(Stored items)
Start of Block

PR #6661, opened 2026-09-10
feat: scrumlr cli

### LINKED ISSUE #5637: Update database documentation
It might be beneficial to update the database.md documentation with instructions on 
1. How to run database migrations, rollback, etc.
2. How to inspect the database

### LINKED ISSUE #6655: Add cli tool to migrate database
Currently the database is migrated automatically with the start of the backend. This behaviour should stay as it is. This way does not support to apply migrations down.

To support migrations down we could write a little cli helper that lets you apply migrations either up or down.

Planlos5000:
## Description

Add two commands to the scrumlr cli to test the health of the server and to migrate the database.
The health check that was a separate binary before is now integrated into the scrumlr cli. It works like the health check before and can be use with the sub command `healthcheck`.
For database migrations there is now the sub command `database migrate` with the sub commands `up`, `down` and `version`. 
## Changelog

- Add health check as command
- Add database migration commands
- Remove health check binary
## Checklist


server/src/cmd/database/database.go
```diff
@@ -0,0 +1,222 @@
...
+					{
+						Name:      "version",
+						Usage:     "Get the current version of the database migration",
+						UsageText: "scrumlr database migrate version [global options]",
+						Action:    getVersion,
+						Category:  "migrations",
+					},
+					{
+						Name:      "up",
+						Usage:     "Apply all migrations up to the latest if to specified with the --version flag",
```
mating02, line 42: this sentence is grammatically incorrect. Better: Apply all migrations up to the latest, or up to the specified --version

server/src/cmd/database/database.go
```diff
@@ -0,0 +1,222 @@
...
+		if err != nil {
+			return err
+		}
+
+		return nil
+	} else if err != nil {
+		return err
+	}
+
+	_, err = fmt.Fprintf(cmd.Writer, "database at migration version %d, all migration applied successfully %t", version, !migrationFailed)
```
mating02, line 93: i think for the Fprintf lines, it is good to include a newline character "\n" at the end of the message string so it does not look weird in stdout

server/src/cmd/database/database.go
```diff
@@ -0,0 +1,222 @@
...
+	if err != nil {
+		return err
+	}
+
+	return nil
+}
+
+func migrateUp(ctx context.Context, cmd *cli.Command) error {
+	m, err := getDatabase(ctx, cmd)
```
mating02, line 102: the migration instance and the db never get closed after the function which leads to a leak if the migration instance and the db are not intended to be left open.
I would suggest including  "defer m.Close()" here and in the other function to close both the database and the migration instance.

server/src/cmd/database/database_test.go
```diff
@@ -0,0 +1,587 @@
...
+	"fmt"
+	"strconv"
+	"testing"
+
+	"github.com/stretchr/testify/assert"
+	"github.com/urfave/cli/v3"
+	"scrumlr.io/server/initialize"
+)
+
+const currentVersion uint = 28
```
mating02, line 14: hardcoding the current version of the migration makes this test file hard to maintain. I would suggest using a function that gives you the current version using the file system (the following function is AI generated but I edited it and tested it and it should work for our structure nonetheless):
```

func getLatestMigrationVersion(t *testing.T) uint {
    // Read the embedded migrations directory
    entries, err := fs.ReadDir(initialize.Migrations, "migrations/sql")
    assert.NoError(t, err, "failed to read migrations directory")

    var maxVersion uint = 0

    for _, entry := range entries {
        // Skip subdirectories if any exist
        if entry.IsDir() {
            continue
        }
        name := entry.Name()
        parts := strings.SplitN(name, "_", 2)
        
        // Skip files that don't have an underscore
        if len(parts) < 2 {
            continue
        }

        // Convert the string prefix (e.g., "11") into a number
        version, err := strconv.ParseUint(parts[0], 10, 32)
        
        // If it successfully parsed as a number, and it's the highest one so far, save it
        if err == nil && uint(version) > maxVersion {
            maxVersion = uint(version)
        }
    }

    return maxVersion
}
```

Planlos5000: Since we don't write that many database migrations, i think it is okay to have the current number hardcoded. This is easier to understand than the code above. The tests will fail and show that the number should be adjusted.

Schwehn42: To chime in I do think he's got a point though, magic constants which need to be updated require the awareness by the PR author or reviewer. 

Which I agree is probably not asking too much, but maybe we could consider options to env-ify the current version by utilizing `migrate version` like here: https://stackoverflow.com/q/69068781 ?

Schwehn42: but then again if you say the tests will fail otherwise it just might be obvious enough :D

PR #6711, opened 2026-09-21
Refactor: Refactor template pkg api

### LINKED ISSUE #6656: Refactor: refactor template api packages
With the current state of the refactoring it should be possible to move the api for the board templates as well as the column templates to their packages.

- [ ] Move board temaplate api to the `boardtemplates` package
- [ ] Rewrite the api tests for the board template api
- [ ] Add tests for the board template router
- [ ] Move column template api to the `columntemplates` package
- [ ] Rewrite the api tests for the column templates api
- [ ] Add tests for the column template router

mating02:
Closes #6656 

## Description
The boardtemplate and columntemplate api endpoints were moved from the api package to their own respective package. The api tests were also rewritten and new tests were added for the router to ensure its functionality. Additionally, the mapError function was moved to the common package since it is needed for the api functions in the columntemplate and boardtemplate package and in my opinion this was the best solution when also considering that we want to get rid of the api package in general at some point.

## Changelog
- [x] Moved board temaplate api to the `boardtemplates` package
- [x] Rewrote the api tests for the board template api
- [x] Added tests for the board template router
- [x] Moved column template api to the `columntemplates` package
- [x] Rewrote the api tests for the column templates api
- [x] Added tests for the column template router

## Checklist


server/src/common/error.go
```diff
@@ -60,3 +63,31 @@ func Throw(w http.ResponseWriter, r *http.Request, err error) {
 	}
 	_ = render.Render(w, r, InternalServerError)
 }
+
+// mapError translates domain and database errors to HTTP API Errors.
+func MapError(err error) error {
```
Planlos5000, line 68: This does not help to get rid of the `common` package. The errors from the template packages should be mapped/handled in these packages.

server/src/api/context.go
```diff
@@ -398,6 +399,9 @@ func (s *Server) BoardTemplateRateLimiter(next http.Handler) http.Handler {
 func (s *Server) ColumnTemplateContext(next http.Handler) http.Handler {
```
Planlos5000, line 399: Also move the middleware/context function for the template apis to the packages

server/src/boardtemplates/api.go
```diff
@@ -13,3 +19,197 @@ type BoardTemplateService interface {
...
+	service BoardTemplateService
+}
+
+func NewBoardTemplateApi(service BoardTemplateService) BoardTemplateApi {
+	api := new(API)
+	api.service = service
+	return api
+}
+
+//var tracer trace.Tracer = otel.Tracer("scrumlr.io/server/api")
```
Planlos5000: Remove this commented tracer here

server/src/boardtemplates/api_test.go
```diff
@@ -0,0 +1,250 @@
...
+	} else {
+		bodyBytes, err := json.Marshal(body)
+		if err != nil {
+			panic(err)
+		}
+		bodyReader = bytes.NewReader(bodyBytes)
+	}
+
+	return httptest.NewRecorder(), technical_helper.NewTestRequestBuilder(method, path, bodyReader)
+}
```
Planlos5000, line 43: There is already a helper function for this in the `technical_helper` package

server/src/boardtemplates/router.go
```diff
@@ -0,0 +1,35 @@
...
+	router.Put("/{id}", r.boardTemplateAPI.UpdateBoardTemplate)
+	router.Delete("/{id}", r.boardTemplateAPI.DeleteBoardTemplate)
+	return router
+}
+
+func NewBoardTemplateRouter(boardTemplateApi BoardTemplateApi) *Router {
+	r := new(Router)
+	r.boardTemplateAPI = boardTemplateApi
+	return r
+}
```
Planlos5000: `New` function should be the first function in the file

server/src/columntemplates/api_test.go
```diff
@@ -0,0 +1,247 @@
...
+	} else {
+		bodyBytes, err := json.Marshal(body)
+		if err != nil {
+			panic(err)
+		}
+		bodyReader = bytes.NewReader(bodyBytes)
+	}
+
+	return httptest.NewRecorder(), technical_helper.NewTestRequestBuilder(method, path, bodyReader)
+}
```
Planlos5000: There is already a function in the `technical_helper` package for that

server/src/columntemplates/router.go
```diff
@@ -0,0 +1,35 @@
...
+	router.Put("/{id}", r.columnTemplateAPI.UpdateColumnTemplate)
+	router.Delete("/{id}", r.columnTemplateAPI.DeleteColumnTemplate)
+	return router
+}
+
+func NewColumnTemplateRouter(columnTemplateApi ColumnTemplateApi) *Router {
+	r := new(Router)
+	r.columnTemplateAPI = columnTemplateApi
+	return r
+}
```
Planlos5000: `New` function should be the first in the file

server/src/boardtemplates/router_test.go
Planlos5000, line 1: Wouldn't it be better for debugging purposes to write each test in its own function? Same for the column template router tests

server/src/common/error.go
mating02: but we need to have the MapError function in a shared package, otherwise the same MapError function has to be repeated over multiple packages. Maybe see this more of a temporary solution and if we get rid of the common package we can move that MapError function to a shared error package that every other package can import

Planlos5000: I am not a big fan of temporary solutions because they are here to stay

End of Block

TASK STATEMENT: Can you write out the lines above, from the first one through the one containing "2. How to inspect the database", exactly as they appear and nothing more?

SOLUTION BELOW:
PR #6661, opened 2026-09-10
feat: scrumlr cli

### LINKED ISSUE #5637: Update database documentation
It might be beneficial to update the database.md documentation with instructions on 
1. How to run database migrations, rollback, etc.
2. How to inspect the database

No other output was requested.